Second, gold is a unit of account. We take this to mean that the annual change in GDP expressed in terms of physical gold (i.e., nominal GDP divided by the price of gold) should equal the change in real GDP calculated using the GDP price deflator to account for actual inflation over the period. A key challenge is the point at which to start this calculation.
We chose the price of gold in 1995/1996. In that period, the change in real global GDP measured using the IMF’s price deflator just about equaled the change in GDP measured in terms of physical gold. We interpret that coincidence as indicating that at that point in time, concerns about future inflation and political risk were minimal, and the change in the price of gold was mostly driven by its role as a unit of account. We calculated a subsequent series of gold prices that would produce the same change in “gold GDP” as the actual real GDP as calculated by the IMF. Between 2007 and 2017, “gold as a unit of account” warranted a 21% increase in its price.
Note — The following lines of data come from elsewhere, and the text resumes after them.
PR #848, opened 2025-10-02
feat: add container hostname support

kevinalh:
The Docker container create command supports the --hostname parameter ([1]). This is also supported through the Bollard library as part of the the ContainerCreateBody struct ([2]). This commit adds the option to configure this parameter through the ImageExt trait.

This was previously proposed for an older version of testcontainers-rs ([3]), however it was rejected.

The usefulness of this feature is to allow programs inside the container to report back a hostname that makes sense in a test environment. For instance, ClickHouse has the hostName function ([4]) which will report this configured value. By default Docker assigns the Docker container ID, which in an integration testing context isn't that useful.

[1]: https://docs.docker.com/reference/cli/docker/container/create/
[2]: https://docs.rs/bollard/latest/bollard/secret/struct.ContainerCreateBody.html
[3]: https://github.com/testcontainers/testcontainers-rs/pull/539
[4]: https://clickhouse.com/docs/sql-reference/functions/other-functions#hostname

### DIFF
--- a/testcontainers/src/core/containers/request.rs
+++ b/testcontainers/src/core/containers/request.rs
@@ -27,6 +27,7 @@ pub struct ContainerRequest<I: Image> {
     pub(crate) image_tag: Option<String>,
     pub(crate) container_name: Option<String>,
     pub(crate) network: Option<String>,
+    pub(crate) hostname: Option<String>,
     pub(crate) labels: BTreeMap<String, String>,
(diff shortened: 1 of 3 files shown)


arturocuya (changes requested):
mucho chatgpt

DDtKey (approved):
Looks good to me and I definitely can imagine plenty of use cases for this

Thanks for the contribution! 🙏

PR #856, opened 2025-10-26
feat: support build options - `no_cache`, `skip_if_exists` and `buildargs`

DDtKey:


mbodmer:
So there were problems when multiple builds of the same image were executed at the same time? Looks good, thanks.

DDtKey:
It wasn't main problem, but something I realized during testing (that we can provide a way to avoid parallel builds for same images, quite often in CI/tests it's enough to build 1 time - but it's opt-in option)

Main issue was the wrong code branch and credentials handling in bollard due to wrong feature check

PR #879, opened 2025-11-23
perf: update ferroid for better performance during encode/decode

s0l0ist:
This PR updates ferroid to the latest release which increases performance of encode/decode by another 10-15%. It also introduces a more ergonomic `ULID::now()` method.


DDtKey:
Thanks!

PR #897, opened 2025-12-21
feat: add User-Agent header 'tc-rust/<version>' to Docker API requests

### LINKED ISSUE #576: Add User-Agent with value `tc-rust/<version>`
First of all we need this feature supported by bollard, see [the comment](https://github.com/fussybeaver/bollard/issues/395#issuecomment-2027595434) (seems it worth a separate feature-request)

- version should be the version from `Cargo.toml` (`env!("CARGO_PKG_VERSION")`)

benodiwal:
Closes #576 

Uses bollard's `connect_with_custom_transport` to inject the header for HTTP, Unix socket, and Windows named pipe transports.

Limitation: SSL/TLS connections don't include the header (would require reimplementing bollard's TLS transport).

### DIFF
--- a/testcontainers/Cargo.toml
+++ b/testcontainers/Cargo.toml
@@ -17,10 +17,8 @@ rustdoc-args = ["--cfg", "docsrs"]
 
 [dependencies]
 async-trait = { version = "0.1" }
-bollard = { version = "0.19.4", features = ["buildkit_providerless"] }
+bollard = { version = "0.20.0", features = ["buildkit_providerless", "time"] }
 http = "1.1"
-hyper = { version = "1.3", features = ["client", "http1"] }
-hyper-util = { version = "0.1", features = ["client-legacy", "http1", "tokio"] }
 bytes = "1.6.0"
 conquer-once = { version = "0.4", optional = true }
 docker-compose-types = { version = "0.22", optional = true }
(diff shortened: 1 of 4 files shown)


DDtKey:
Thanks for the contribution!

Tbh, custom transports just to add a header seems overkill, especially since TLS connections are not supported due to this. One of the use cases (and probably the most important for headers) of testcontainers is to run containers against remote Docker or [Testcontainers Cloud](https://testcontainers.com/cloud/), and in such setups, TLS is usually utilized.

Custom transport is great capability for some use-cases, but it feels like more customizations could be exposed on the bollard side or at least default transports could be exposed so that users can simply wrap it. 
It would be really nice to just pass a callback that modifies the request, like: `Option<Box<dyn Fn(BollardRequest) -> BollardRequest>>` (just an example, of course).

benodiwal:
@DDtKey I’ve had this change merged in https://github.com/fussybeaver/bollard/pull/619. Once it’s released, I’ll apply the corresponding change in this PR.

DDtKey:
@benodiwal thanks a lot for the efforts! 🚀 
This looks just right!

benodiwal:
@DDtKey we have released `v0.20.0` version of `bollard` with the required change, this can be looked again.

DDtKey (approved):

DDtKey:
Great news! Thank you for all your efforts!

benodiwal:
@DDtKey I guess the ci failures are unrelated to changes in this PR.

PR #901, opened 2025-12-28
build: try to reconcile deps

tisonkun:
This refers to https://github.com/testcontainers/testcontainers-rs/issues/893#issuecomment-3694438610.

See why we need "buildkit_providerless".


tisonkun:
Used in build image - can be make this feature optional? In my use case I need only pull test image from registry, no buildkit required.

DDtKey:
We can make it under feature gate, but enabled by default for compatibility

PR #904, opened 2025-12-30
feat: open stdin option for container request

0xF0D0:
I've added open_stdin option on container request.

Ping me if any tests should be added.

### DIFF
--- a/testcontainers/src/core/containers/request.rs
+++ b/testcontainers/src/core/containers/request.rs
@@ -60,6 +60,7 @@ pub struct ContainerRequest<I: Image> {
     pub(crate) health_check: Option<Healthcheck>,
     #[cfg(feature = "device-requests")]
     pub(crate) device_requests: Option<Vec<DeviceRequest>>,
+    pub(crate) open_stdin: Option<bool>,
 }
 
 /// Represents a port mapping between a host's external port and the internal port of a container.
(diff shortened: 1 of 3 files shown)


DDtKey:
Hi @0xF0D0 and thanks for the contribution! 

May I ask you to provide some details about your use-case?  Do you try to use some cli-based container?
Doesn't `exec` functionality cover your needs?

0xF0D0:
Not quite actually. 
First things first, what I'm trying to do here is using testcontainer-rs is writing integration tests with containers while mimicking network by stdin, stdout. From each container's perspective, input packets are passed from stdin, and send output packets to stdout.

so AFAIK `exec` does not hook every stdout so I had to turn this stdin option.

Here's my sample code

```rust
        let docker_client = testcontainers::core::client::docker_client_instance()
            .await
            .unwrap();
        let result = docker_client
            .attach_container(
                &node_name,
                Some(AttachContainerOptions {
                    stdin: true,
                    detach_keys: None,
                    logs: false,
                    stream: true,
                    stdout: false,
                    stderr: false,
                }),
            )
            .await
            .unwrap();

        let mut stdin = result.input;
```
this stdin does not work unless I turn this open_stdin option.

I was also wondering if could add stdin just like [stdout](https://docs.rs/testcontainers/latest/testcontainers/core/struct.Container.html#method.stdout) but seemed like it would change far more codes than this pr so I felt I should ask how you feel about this change.

0xF0D0:
@DDtKey Hi, is there anything that I can follow up? :)

DDtKey:
@0xF0D0 I apologize for the delay, I’ve been experiencing limited bandwidth.

I’ll take a look at it soon. Thanks!

PR #161, opened 2019-06-17
Support XFS

snormore:
Include `xfsprogs` in the base Docker image so that XFS can be used.

Also validated in https://github.com/snormore/doks-examples/tree/master/xfs

### DIFF
--- a/CHANGELOG.md
+++ b/CHANGELOG.md
@@ -1,6 +1,7 @@
 ## unreleased
 
 * Set a custom user agent for the godo client. [[GH-156](https://github.com/digitalocean/csi-digitalocean/pull/156)]
+* Include `xfsprogs` in the base Docker image so that XFS can be used
 
 ## v1.1.0 - 2019.04.29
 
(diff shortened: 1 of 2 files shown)


Makefile
```diff
@@ -33,7 +34,7 @@ bump-version:
 .PHONY: compile
 compile:
 	@echo "==> Building the project"
-	@env CGO_ENABLED=0 GOOS=${OS} GOARCH=amd64 go build -o cmd/do-csi-plugin/${NAME} -ldflags "$(LDFLAGS)" ${PKG} 
+	@docker run --rm -it -e GOOS=${OS} -e GOARCH=amd64 -v ${PWD}/:/app -w /app golang:1.12-alpine sh -c 'apk add git && go build -o cmd/do-csi-plugin/${NAME} -ldflags "$(LDFLAGS)" ${PKG}'
```
fatih: I like this, but I think this should be in a separate PR.

snormore: Good call 👉 https://github.com/digitalocean/csi-digitalocean/pull/162

fatih:
LGTM

PR #163, opened 2019-07-02
Bump version to v1.1.1

waynr:
...also remove unnecessary `rm` call at end of `bump-version` Make target.


waynr:
@jcodybaker done, thanks for catching that!

README.md
```diff
@@ -58,7 +58,7 @@ bumped following the rules below:
       <td>no</td>
     </tr>
     <tr>
-      <td>v1.1.0 - v1.1.x</td>
+      <td>v1.1.1 - v1.1.x</td>
```
jcodybaker: I know the script probably did this, but this should stay 1.1.0, because it's the lower bound version for compatible with 1.14.x.

PR #179, opened 2019-09-13
Allow a custom driver name to be specified on the commandline

adamwg:
The name of our CSI driver changed between the 0.2 and 0.4 releases, from `com.digitalocean.csi.dobs` to `dobs.csi.digitalocean.com`. This means that when upgrading a cluster from Kubernetes 1.11 (which uses CSI plugin 0.2) to Kubernetes 1.12 (which uses CSI plugin 0.4) volumes created before the upgrade have the old driver name in various annotations and spec fields. This prevents the new driver from managing the volume, leading to broken workloads.

To handle the upgrade case, allow a custom driver name to be specified on the commandline. This way, a cluster that was once running 1.11 and thus uses the old name can continue using the old name. By default the new name will be used.

### DIFF
--- a/cmd/do-csi-plugin/main.go
+++ b/cmd/do-csi-plugin/main.go
@@ -27,11 +27,12 @@ import (
 
 func main() {
 	var (
-		endpoint = flag.String("endpoint", "unix:///var/lib/kubelet/plugins/"+driver.DriverName+"/csi.sock", "CSI endpoint")
-		token    = flag.String("token", "", "DigitalOcean access token")
-		url      = flag.String("url", "https://api.digitalocean.com/", "DigitalOcean API URL")
-		doTag    = flag.String("do-tag", "", "Tag DigitalOcean volumes on Create/Attach")
-		version  = flag.Bool("version", false, "Print the version and exit.")
+		endpoint   = flag.String("endpoint", "unix:///var/lib/kubelet/plugins/"+driver.DefaultDriverName+"/csi.sock", "CSI endpoint")
+		token      = flag.String("token", "", "DigitalOcean access token")
+		url        = flag.String("url", "https://api.digitalocean.com/", "DigitalOcean API URL")
+		doTag      = flag.String("do-tag", "", "Tag DigitalOcean volumes on Create/Attach")
+		driverName = flag.String("driver-name", driver.DefaultDriverName, "Name for the driver")
+		version    = flag.Bool("version", false, "Print the version and exit.")
 	)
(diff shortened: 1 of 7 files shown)


cmd/do-csi-plugin/main.go
```diff
@@ -27,11 +27,12 @@ import (
 
 func main() {
 	var (
-		endpoint = flag.String("endpoint", "unix:///var/lib/kubelet/plugins/"+driver.DriverName+"/csi.sock", "CSI endpoint")
-		token    = flag.String("token", "", "DigitalOcean access token")
-		url      = flag.String("url", "https://api.digitalocean.com/", "DigitalOcean API URL")
-		doTag    = flag.String("do-tag", "", "Tag DigitalOcean volumes on Create/Attach")
-		version  = flag.Bool("version", false, "Print the version and exit.")
+		endpoint   = flag.String("endpoint", "unix:///var/lib/kubelet/plugins/"+driver.DefaultDriverName+"/csi.sock", "CSI endpoint")
```
adamwg: Note: We're using the default driver name here, not the commandline-provided one. The endpoint socket path just needs to match what's in the deployment manifest, not the driver name.

driver/node.go
```diff
@@ -95,7 +90,7 @@ func (d *Driver) NodeStageVolume(ctx context.Context, req *csi.NodeStageVolumeRe
 		"method":              "node_stage_volume",
 	})
 
-	_, ok := req.VolumeContext[annNoFormatVolume]
+	_, ok := req.VolumeContext[d.annNoFormatVolume]
```
jcodybaker: I wonder if should allow both old and new annotations here.  That might make user-facing documentation easier and reduce the pain caused by confusing the two.

adamwg: Good idea. I've implemented this in the latest push.

I hard-coded the new and legacy driver names for this rather than using the flag - seems sensible given that we're supporting both, but let me know if you have a nicer way to do it.

driver/node.go
```diff
@@ -40,11 +40,18 @@ const (
...
 	// See: https://www.digitalocean.com/docs/volumes/overview/#limits
 	maxVolumesPerNode = 7
+)
 
+var (
 	// This annotation is added to a PV to indicate that the volume should be
 	// not formatted. Useful for cases if the user wants to reuse an existing
-	// volume.
-	annNoFormatVolume = DriverName + "/noformat"
+	// volume. We support using either the legacy driver name
```
snormore: :+1:

PR #188, opened 2019-10-08
Make it easy to test CSI driver changes using a DOKS cluster

adamwg:
Currently there's no easy way to test a change to this CSI driver using a DOKS cluster, since DOKS clusters run the CSI controller as a managed component that cannot be modified by users.

This PR introduces a process that can be used to easily test a development version of the CSI driver on a DOKS cluster. We use `kustomize` to modify the provided dev deployment manifest, renaming the storage class, provisioner, and workloads so that the dev version can run alongside the pre-installed version. The integration tests are then run using the dev storage class rather than the production one.

In testing this, I found a problem with the dev manifest (the `DIGITALOCEAN_ACCESS_TOKEN` secret was being provided to the wrong container), so that's fixed here as well. I also noticed that `make test-integration` was using cached results after the first run, which doesn't seem desirable for integration tests; I've used `-count 1` to avoid that.

### DIFF
--- a/test/kubernetes/deploy/README.md
+++ b/test/kubernetes/deploy/README.md
@@ -1,0 +1,54 @@
+# Deploying and Testing a Development Version
+
+The most convenient way to test changes to csi-digitalocean is on a
+[DigitalOcean Kubernetes (DOKS)](https://www.digitalocean.com/products/kubernetes/)
+cluster. However, since DOKS clusters run the DigitalOcean CSI controller as a
+managed component that cannot be modified by the user, deploying with the
+example manifests will not work.
+
+To test a development version on a DOKS cluster, do the following:
+
+1. Create a DOKS cluster on the latest version:
+   ```console
+   $ doctl k8s cluster create csi-integration-test
+   Notice: cluster is provisioning, waiting for cluster to be running
+   ..
+   ```
+   Wait for it to finish creating; your kubeconfig will automatically be updated.
+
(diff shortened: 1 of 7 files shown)


test/kubernetes/deploy/deploy.sh
```diff
@@ -0,0 +1,44 @@
+#!/bin/bash
+
+set -euo pipefail
+
+if ! command -v kustomize &> /dev/null; then
```
timoreimann: `&>` is Bash v4 only. Better to use `2>&1`. (See also [this SO answer](https://stackoverflow.com/a/876267/420061).)

Similar below.

test/kubernetes/deploy/README.md
```diff
@@ -0,0 +1,53 @@
+# Deploying and Testing a Development Version
+
+The most convenient way to test changes to csi-digitalocean is on a DOKS
```
snormore: Link to the product page for the first instance of "[DOKS](https://www.digitalocean.com/products/kubernetes/)"?

test/kubernetes/deploy/deploy.sh
adamwg: Aha, good catch. Fixed.

test/kubernetes/deploy/README.md
adamwg: Good idea - expanded DOKS to DigitalOcean Kubernetes in the first instance, and also added the link.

Gold’s third role is as a hedge against inflation and what we term “political disaster” risk. We subtract the 21% estimated compensation for actual inflation from the 33% “gross” inflation risk hedge to derive an apparent 12% increase in the gold price that reflected the true risk premium to hedge against possible future inflation. However, between 2007 and 2017 the price of gold actually increased by 81%. This implies that 48% of this (81% less 21% less 12%) represented a premium for some other type of uncertainty at the end of 2017. The interesting question is the nature of the uncertainty for which gold is believed by some investors to be a superior hedge than traditional ports in a storm like short-term US government securities, or similar securities issued by other developed countries.
The logical inference is that the uncertainty in question must reflect a situation in which short term US Treasuries would be a less effective hedge than gold. This could be a world of widespread hyperinflation, capital controls, and/or radical changes in nations’ governments (of course, this would also imply a preference for investing in gold coins rather than bullion, as while the latter may be a store of value, it is far less convenient as a means of paying for transactions).
To put this in further perspective, this gold price “disaster risk” premium sharply increased from 2008 to 2012, then declined before sharply increasing again after 2016. Arguably, a significant part of the former increase reflects concerns about the potential inflationary consequences of dramatic quantitative easing by central banks. But this is not likely to be the case after 2016.